* [Work item] Copy each line of the entries below that contains the string "type".

* [Given records]
PR #472, opened 2020-04-15
Use embedded configuration by default

sbc100:
I can't see any reason why the embedded mode isn't always preferable.
The emsdk is designed to be used as-is, and per-user customizations
don't make sense.

I'm hoping if this sicks we can just remove this options completely.

This is part of a wider plan to remove the use of the user's HOME
directory completely:
  https://github.com/emscripten-core/emscripten/issues/9543

### DIFF
--- a/emsdk.py
+++ b/emsdk.py
@@ -2760,15 +2760,15 @@ def main():
 
     if WINDOWS:
       print('''
-   emsdk activate [--global] [--embedded] [--build=type] [--vs2017/--vs2019] <tool/sdk>
+   emsdk activate [--global] [--[no-]embedded] [--build=type] [--vs2017/--vs2019] <tool/sdk>
 
                                 - Activates the given tool or SDK in the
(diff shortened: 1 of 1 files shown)


.circleci/config.yml
```diff
@@ -54,7 +56,9 @@ jobs:
           name: Install python 3
           command: brew install python3
       - run: ./test.sh
-      - run: ./test.py
+      - run: |
+         - source emsdk_env.sh
```
kripken, line 60: is this change required because of this PR?

sbc100: I should be able to revert that, now that https://github.com/emscripten-core/emscripten/pull/10935 has landed.

Technically I think the tests are wrong here because they should run the context in whic `emsdk_env` has been run.   i.e. the tests were not following the instructions here.

sbc100:
I'm going to write the mailing list about this change now.. and hopefully is now good to go?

* [Result]
-   emsdk activate [--global] [--embedded] [--build=type] [--vs2017/--vs2019] <tool/sdk>
+   emsdk activate [--global] [--[no-]embedded] [--build=type] [--vs2017/--vs2019] <tool/sdk>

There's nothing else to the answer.